Dimezzare l’otto per mille?

Jul 24
2012

A parte che un matematico potrebbe rispondere: facciamo l’otto per cinquecento!

Invece parlando seriamente la vera proposta seria di riforma dell’otto per mille sarebbe

- punto primo: abolire la ripartizione dell’inespresso. Ovvero se qualcuno non indica niente, quell’otto per mille resta al fisco.

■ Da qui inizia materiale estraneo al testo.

PR #1282, opened 2025-06-25
Sync jparse/ from jparse repo

xexyl:
UTF-8 library updates. This was not said in its changelog but a new 
function was added that might prove useful down the road but in any case
belongs with the code.


xexyl:
Oh dear .. I just noticed something here. Some surrogate pairs are being rejected as out of range. Hmmm .... have to look into this one.

lcn2 (approved):

PR #1283, opened 2025-06-26
Sync jparse/ from jparse repo

xexyl:
Sync jparse/ from the jparse repo (https://github.com/xexyl/jparse/).  
Made last calls to malloc() use calloc() (outside of the generated code,
of course) instead - and do not assume the type either, just use foo =
calloc(size, sizeof(*foo)).


xexyl:
This should have been done ages ago. Unsure if it's done in this repo or any of the others.

PR #102, opened 2025-03-29
Implement storage management

### LINKED ISSUE #35: Storage management
# Justifying storage management in a multi-chain contract

Usually, NEAR smart contracts should implement some sort of storage management to ensure that the contract does not get soft-locked.

One argument against this for this particular contract (since the users are not necessarily supposed to hold any NEAR tokens) is to simply ensure that, upon contract deployment, there are minimum collateralize/supply amounts sufficient to cover the storage costs.

However, the argument against that is that it is a more complicated calculation to ensure the above, especially since borrow/collateral assets are not likely to be stable in price relative to NEAR, the currency of the storage cost. Therefore, the argument is that the gas sponsorship service should also be a storage sponsorship service.

# How should storage management be implemented?

A second issue: While it is clear who should pay for the storage consumed by individual positions (the borrower should pay for the storage consumed by his borrow position, and the supplier his supply position), it is less clear who should pay for the storage consumed by the snapshots, which are created as time elapses (by the account (un)lucky enough to be the first in the new time chunk) for the lifetime of the market.

There are a few ways to approach this:
1. **"As luck would have it" approach**: Simply have the account that chances to be the one creating the newest snapshot pay for it. It won't be especially expensive, though it is slightly gameable and not _completely_ fair, since every active position at any given point in time will _eventuallly_ use every snapshot as part of their calculations.
    1. **Modification**: Every time an account uses a snapshot as part of its calculation, transfer storage balance from that account to the account that created the snapshot, effectively _refunding_ them over time. _This is a high-complexity solution and I do not recommend it._
2. **"The past predicts the future" approach**: Keep track of the number of accounts that used the _last_ snapshot $n$ and charge each account that uses the contract in the _current_ snapshot for the amount of storage consumed by a single snapshot $\div n$. _Also decently complex._
3. **"Benevolent Donator For Life (BDFL)" approach**: Only have accounts pay for their own storage, and rely on the market curator to keep the contract from becoming softlocked. _This option is arguably a little bit less decentralized, though nothing prevents random users from funding the contract either. Regardless, the contract is definitely less self-sufficient w.r.t. long-term maintenance._
    1. **Modification**: Accounts pay for their own storage, plus e.g. 2 snapshots worth of storage when they sign up, offsetting the burden on the market curator.
4. **"Accuracy is the thief of joy" approach**: Charge the snapshot storage fee to user accounts _every time_ the account performs a stateful action. _This will almost definitely result in overcharging users._

peer2f00l:


petarvujovic98 (approved):
Seems reasonable!

PR #109, opened 2025-03-29
feat: Simplify harvest yield args

petarvujovic98:
There was some logic which disallowed usage of both optional parameters, so I just created an enum which satisfies all three possible choices and lets the RPCs handle our first case (where we panicked - now the call wouldn't even get to the contract).

---

# API Changes

`harvest_yield` arguments are changed:

- `harvest_yield(compounding: true)` &rarr; `harvest_yield(mode: Compounding)`
- `harvest_yield(snapshot_limit: 123)` &rarr; `harvest_yield(mode: { SnapshotLimit: 123 })`

### DIFF
--- a/common/src/market/external.rs
+++ b/common/src/market/external.rs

- punto secondo: lo Stato deve diventare una seria e concreta offerta laica a cui destinare il denaro e non una mancia da sparpagliare per spese assurde contro cui evidentemente qualunque forma di carità è migliore a prescindere

- punto terzo: è del tutto assurdo che si calcoli quante persone aderiscono all’otto per mille e poi si prenda tutto il gettito dell’otto per mille e se ne dia ad ogni confessione una percentuale proporzionale agli aderenti (più il ripartito). Se io firmo perché il mio otto per mille vada ai Valdesi io voglio che i 3-4 euro che corrispondono al mio otto per mille vadano ai valdesi. Fine.

Con una riforma di questo genere i benefici sarebbero diretti in termini economici e indiretti in termini di riappropriazione laica di prerogative (la carità e l’assistenza agli ultimi) che, per altro molto sulla carta, vengono completamente delegate ad enti confessionali.

Una parte del risparmiato dovrebbe andare a finanziare una riforma che destini il 5×1000 in modo completamente paritetico (quindi tutto il 5×1000 e non una parte, il mio 5×1000 che va ad Emergency e non il ripartito della quotaparte della sorella di fava…)

2 Responses to “Dimezzare l’otto per mille?”

  1. .mau. says:

    al limite, l’otto per duemila :-P

    In realtà per il 5 per mille funziona già così (sono i miei soldi, e non una quota parte, che va a chi chiedo), però non sono così sicuro che quello sia il modo migliore, proprio perché la fiscalità è generale.

    (dire che il non espresso va allo stato equivale a togliere “stato” dalle scelte, mi sembra un sistema più logico a questo punto)

  2. Mauro says:

    Stavo giusto aspettando la correzione da parte di .mau. ;)

    Al di là di ciò, il punto uno sarebbe sacrosanto.
    Il problema è che molta gente è convinta sia così (e non come in realtà è) e non firma pensando “tanto va allo stato”. E poi invece la maggioranza va alla chiesa.

    Saluti,

    Mauro.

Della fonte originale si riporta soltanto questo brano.